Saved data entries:
[Start of section]
PR #964, opened 2024-12-18
feat: add share helpers

gpsanant:
added a view func for converting deposit shares from withdrawable shares

### DIFF
--- a/src/contracts/core/DelegationManager.sol
+++ b/src/contracts/core/DelegationManager.sol
@@ -949,6 +949,21 @@ contract DelegationManager is
     }
 
     /// @inheritdoc IDelegationManager
+    function convertToDepositShares(address staker, IStrategy[] memory strategies, uint256[] memory shares) external view returns (uint256[] memory) {
+        // Get the slashing factors for the staker/operator/strategies
+        address operator = delegatedTo[staker];
+        uint256[] memory slashingFactors = _getSlashingFactors(staker, operator, strategies);
+
+        // Calculate the deposit shares based on the slashing factor
+        uint256[] memory depositShares = new uint256[](strategies.length);
+        for (uint256 i = 0; i < strategies.length; ++i) {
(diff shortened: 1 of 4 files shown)


src/contracts/core/DelegationManager.sol
```diff
@@ -970,6 +970,21 @@ contract DelegationManager is
         }
     }
 
+    /// @inheritdoc IDelegationManager
+    function convertToDepositShares(address staker, IStrategy[] memory strategies, uint256[] memory shares) external view returns (uint256[] memory) {
```
8sunyuan, line 974: nit: use withdrawable shares as input

src/test/unit/DelegationUnit.t.sol
```diff
@@ -8274,3 +8274,98 @@ contract DelegationManagerUnitTests_Lifecycle is DelegationManagerUnitTests {
...
+            // so this value is sane to input into `completeQueuedWithdrawals`
+            assertLe(
+                depositShares[i],
+                expectedDepositShares[i],
+                "deposit shares should be less than or equal to expected deposit shares"
+            );
+        }
+
+        // get the deposit shares
+        uint256[] memory oneThirdWithdrawableShares = new uint256[](strategies.length);
```
8sunyuan, line 8356: Not quite sure this is being done here in the helper

gpsanant: it's just to make sure the thing properly scales down as well when called with smaller values that the max amount of shares

src/contracts/core/DelegationManager.sol
gpsanant: https://github.com/Layr-Labs/eigenlayer-contracts/pull/964/commits/36e8a850306ad710f3ac7499e1baccbd49a81d8b

8sunyuan (approved):

ypatil12 (approved):

PR #965, opened 2024-12-18
fix: slashable window boundaries

8sunyuan:
Fixing slashable windows here by ensuring that from
[block.number, block.number + MIN_WITHDRAWAL_DELAY_BLOCKS] and
[block.number, block.number + DEALLOCATION_DELAY] are both the same window. 
Since we want these two values `MIN_WITHDRAWAL_DELAY_BLOCKS` and `DEALLOCATION_DELAY` to be configured to be the same in deployments, we make the following changes:

1. Upon withdrawal completion, we now have a slashableUntil block which is `withdrawal.startBlock + MIN_WITHDRAWAL_DELAY_BLOCKS` which is the last block the staker's withdrawal is slashable for. That means the first block they can complete withdraw is the block following hence the strict inequality
```
uint32 slashableUntil = withdrawal.startBlock + MIN_WITHDRAWAL_DELAY_BLOCKS;
require(slashableUntil < uint32(block.number), WithdrawalDelayNotElapsed());
```

2. For deallocations, we have effectBlock set as `block.number + DEALLOCATION_DELAY` currently but that is the block that the deallocation is no longer slashable and can be completed. We fix this to ensure the slashable window of `[block.number, block.number + DEALLOCATION_DELAY]` by making the `effectBlock = block.number + DEALLOCATION_DELAY + 1`.

3.  For `DelegationManager._getSlashedSharesInQueue` we want also ensure a slashable window of [block.number - MIN_WITHDRAWAL_DELAY_BLOCKS, block.number] including blocknumber `block.number - MIN_WITHDRAWAL_DELAY_BLOCKS`. So since a subtraction is done of `curCumulativeScaledShares - prevCumulativeScaledShares`, we make the snapshot.lookup of prevCumulativeScaledShares to be `-1` to include that block itself.


ypatil12:
Closing in favor of: https://github.com/Layr-Labs/eigenlayer-contracts/pull/965

src/contracts/core/AllocationManager.sol
```diff
@@ -446,7 +448,9 @@ contract AllocationManager is
     function _isOperatorSlashable(address operator, OperatorSet memory operatorSet) internal view returns (bool) {
         RegistrationStatus memory status = registrationStatus[operator][operatorSet.key()];
 
-        return status.registered || block.number < status.slashableUntil;
+        // slashableUntil returns the last block the operator is slashable in so we check for
+        // than or equal to
+        return status.registered || block.number <= status.slashableUntil;
```
gpsanant, line 453: should redefine or rename slashableUntil since `<=` means a strict inequality

gpsanant: nah this is ok

src/contracts/core/DelegationManager.sol
```diff
@@ -937,7 +942,24 @@ contract DelegationManager is
...
             shares[i] = new uint256[](withdrawals[i].strategies.length);
 
-            uint256[] memory slashingFactors = _getSlashingFactors(staker, operator, withdrawals[i].strategies);
+            uint32 slashableUntil = withdrawals[i].startBlock + MIN_WITHDRAWAL_DELAY_BLOCKS;
+
+            uint256[] memory slashingFactors;
+            // if the slashableUntil block is in the future, simply read current slashing factors
+            // still possible however for the slashing factors to change before the withdrawal is completable
+            // and the shares withdrawn to be less
+            if (slashableUntil > uint32(block.number)) {
```
gpsanant, line 951: this should be >=

alternatively, making it `uint32(block.number) > slashableUntil` and switching the inners of the conditionals is cleaner

src/contracts/core/AllocationManager.sol
```diff
@@ -200,7 +200,9 @@ contract AllocationManager is
                         // the deallocation delay. This magnitude remains slashable until then.
                         deallocationQueue[operator][strategy].pushBack(operatorSet.key());
 
-                        allocation.effectBlock = uint32(block.number) + DEALLOCATION_DELAY;
+                        // deallocations are slashable in the window [block.number, block.number + deallocationDelay]
+                        // therefore, the effectBlock is set to the block right after the slashable window
+                        allocation.effectBlock = uint32(block.number) + DEALLOCATION_DELAY + 1;
```
ypatil12, line 205: Note: every comparison to `effectBlock` is `< effectBlock`. There is some minor difference in naming (and resulting comparisons) because we do:

- < effectBlock
- <= slashableUntil 

Nomenclature does make sense here though

ypatil12, line 205: Regression tests:

1. Assert that a deallocation is not slashable 1 block after the dealloc delay, but is slashable right on it
2. Assert that a registration is not slashable 1 block after the registration but slashable right on it

ypatil12: I can add these tmrw as well

src/contracts/core/DelegationManager.sol
8sunyuan: `_getSlashingFactors` gets the current slashing factor, so the logic here is that if slashableUntil is at some future block, then we simply read the current slashing factors. Else we read it at the exact slashableUntil block

src/contracts/core/AllocationManager.sol
ypatil12: https://github.com/Layr-Labs/eigenlayer-contracts/pull/965/commits/339873cea7ebc156471924a2eb3737e5ff7f6968

src/contracts/core/DelegationManager.sol
```diff
@@ -550,16 +550,18 @@ contract DelegationManager is
 
         uint256[] memory prevSlashingFactors;
         {
-            uint32 completableBlock = withdrawal.startBlock + MIN_WITHDRAWAL_DELAY_BLOCKS;
-            require(completableBlock <= uint32(block.number), WithdrawalDelayNotElapsed());
+            // slashableUntil is block inclusive so we need to check if the current block is strictly greater than the slashableUntil block
+            // meaning the withdrawal can be completed.
+            uint32 slashableUntil = withdrawal.startBlock + MIN_WITHDRAWAL_DELAY_BLOCKS;
+            require(slashableUntil < uint32(block.number), WithdrawalDelayNotElapsed());
```
ypatil12, line 556: `test_Revert_WhenWithdrawalDelayNotPassed` is a regression here, so we're good (already had this unit test-case covered)

ypatil12: https://github.com/Layr-Labs/eigenlayer-contracts/pull/965/commits/6ffb6c399498cad8fc13223a95a28cf398fb3712

src/contracts/core/DelegationManager.sol
```diff
@@ -761,9 +763,12 @@ contract DelegationManager is
     ) internal view returns (uint256) {
         // Fetch the cumulative scaled shares sitting in the withdrawal queue both now and before
         // the withdrawal delay.
+        // NOTE: We want all the shares in the window [block.number - MIN_WITHDRAWAL_DELAY_BLOCKS, block.number]
+        // as this is all slashable and since prevprevCumulativeScaledShares is being subtracted from curCumulativeScaledShares
+        // we do a -1 on the block number to also include (block.number - MIN_WITHDRAWAL_DELAY_BLOCKS) as slashable.
         uint256 curCumulativeScaledShares = _cumulativeScaledSharesHistory[operator][strategy].latest();
         uint256 prevCumulativeScaledShares = _cumulativeScaledSharesHistory[operator][strategy].upperLookup({
-            key: uint32(block.number) - MIN_WITHDRAWAL_DELAY_BLOCKS
+            key: uint32(block.number) - MIN_WITHDRAWAL_DELAY_BLOCKS - 1
```
ypatil12, line 771: Burning test: https://github.com/Layr-Labs/eigenlayer-contracts/pull/965/commits/8d380fa8fac7d391f6e664071735e1e7996f9115

src/contracts/core/DelegationManager.sol
ypatil12: Its clearer if we go >=, but the underlying logic is still the same

8sunyuan: I get now what you guys are saying now and agreed.
Updated now https://github.com/Layr-Labs/eigenlayer-contracts/pull/965/commits/e6c66cd4f62125f9b5058dcf59ea686d279ccc75

ypatil12 (approved):

src/contracts/core/AllocationManager.sol
```diff
@@ -446,7 +448,9 @@ contract AllocationManager is
     function _isOperatorSlashable(address operator, OperatorSet memory operatorSet) internal view returns (bool) {
         RegistrationStatus memory status = registrationStatus[operator][operatorSet.key()];
 
-        return status.registered || block.number < status.slashableUntil;
+        // slashableUntil returns the last block the operator is slashable in so we check for
+        // than or equal to
```
wadealexc, line 452: comment typo, "less than or equal to"

src/contracts/core/DelegationManager.sol
```diff
@@ -761,9 +763,12 @@ contract DelegationManager is
     ) internal view returns (uint256) {
         // Fetch the cumulative scaled shares sitting in the withdrawal queue both now and before
         // the withdrawal delay.
+        // NOTE: We want all the shares in the window [block.number - MIN_WITHDRAWAL_DELAY_BLOCKS, block.number]
+        // as this is all slashable and since prevprevCumulativeScaledShares is being subtracted from curCumulativeScaledShares
```
wadealexc, line 767: `prevprevCumulativeScaledShares` typo

8sunyuan: https://github.com/Layr-Labs/eigenlayer-contracts/pull/965/commits/4d27ea0980b1670d19d3f6fbea6f03972dfced12

src/contracts/core/AllocationManager.sol
8sunyuan: https://github.com/Layr-Labs/eigenlayer-contracts/pull/965/commits/4d27ea0980b1670d19d3f6fbea6f03972dfced12

PR #968, opened 2024-12-18
feat: remove max strategies list

ypatil12:
We do not need this parameter any more since on `slashOperator` we don't loop through the list of strats in an opSet


0xClandestine (approved):
Looks good.

0xClandestine:
> Looks good.

Should storage layout CI be failing?

wadealexc (approved):

PR #970, opened 2024-12-18
refactor: `foundry.toml` and CI

0xClandestine:
### Changes
- `foundry.toml` cleanup
- `forge fmt` no longer formats tests
- added `ci` profile (disables optimizer)
- added `intense` profile (continuous fuzzing)


0xClandestine:
CI renaming will require somebody with privs to adjust "required" workflows to the new names.

PR #976, opened 2024-12-19
feat: permission controller intents

0xClandestine:


0xClandestine:
EIP-7702 can provide the same functionality at a lower risk to the protocol.

PR #982, opened 2025-01-02
refactor: final slashing cleanup

wadealexc:
* clean up and update variable names / comments
* simplify `undelegate`: I removed the 0 address check in `undelegate` because it's implied by the `isDelegated` check, and i condensed the `msg.sender != staker` logic. 
* removed check for deposit shares in `completeQueuedWithdrawal`. each `shareManager` has its own version of this check, so we don't need to do this in the DM
* updated `completeQueuedWithdrawal` to use checks-effects-interactions.
* deprecated the `QueuedWithdrawalParams.withdrawer` field. The DM now completely ignores this field, rather than reverting.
[End of section]
Problem details: Retype, exactly and in full, the lines above from the one containing "src/test/unit/DelegationUnit.t.sol" through the one containing "[block.number, block.number + DEALLOCATION_DELAY] are".

Exercise answer:
src/test/unit/DelegationUnit.t.sol
```diff
@@ -8274,3 +8274,98 @@ contract DelegationManagerUnitTests_Lifecycle is DelegationManagerUnitTests {
...
+            // so this value is sane to input into `completeQueuedWithdrawals`
+            assertLe(
+                depositShares[i],
+                expectedDepositShares[i],
+                "deposit shares should be less than or equal to expected deposit shares"
+            );
+        }
+
+        // get the deposit shares
+        uint256[] memory oneThirdWithdrawableShares = new uint256[](strategies.length);
```
8sunyuan, line 8356: Not quite sure this is being done here in the helper

gpsanant: it's just to make sure the thing properly scales down as well when called with smaller values that the max amount of shares

src/contracts/core/DelegationManager.sol
gpsanant: https://github.com/Layr-Labs/eigenlayer-contracts/pull/964/commits/36e8a850306ad710f3ac7499e1baccbd49a81d8b

8sunyuan (approved):

ypatil12 (approved):

PR #965, opened 2024-12-18
fix: slashable window boundaries

8sunyuan:
Fixing slashable windows here by ensuring that from
[block.number, block.number + MIN_WITHDRAWAL_DELAY_BLOCKS] and
[block.number, block.number + DEALLOCATION_DELAY] are both the same window. 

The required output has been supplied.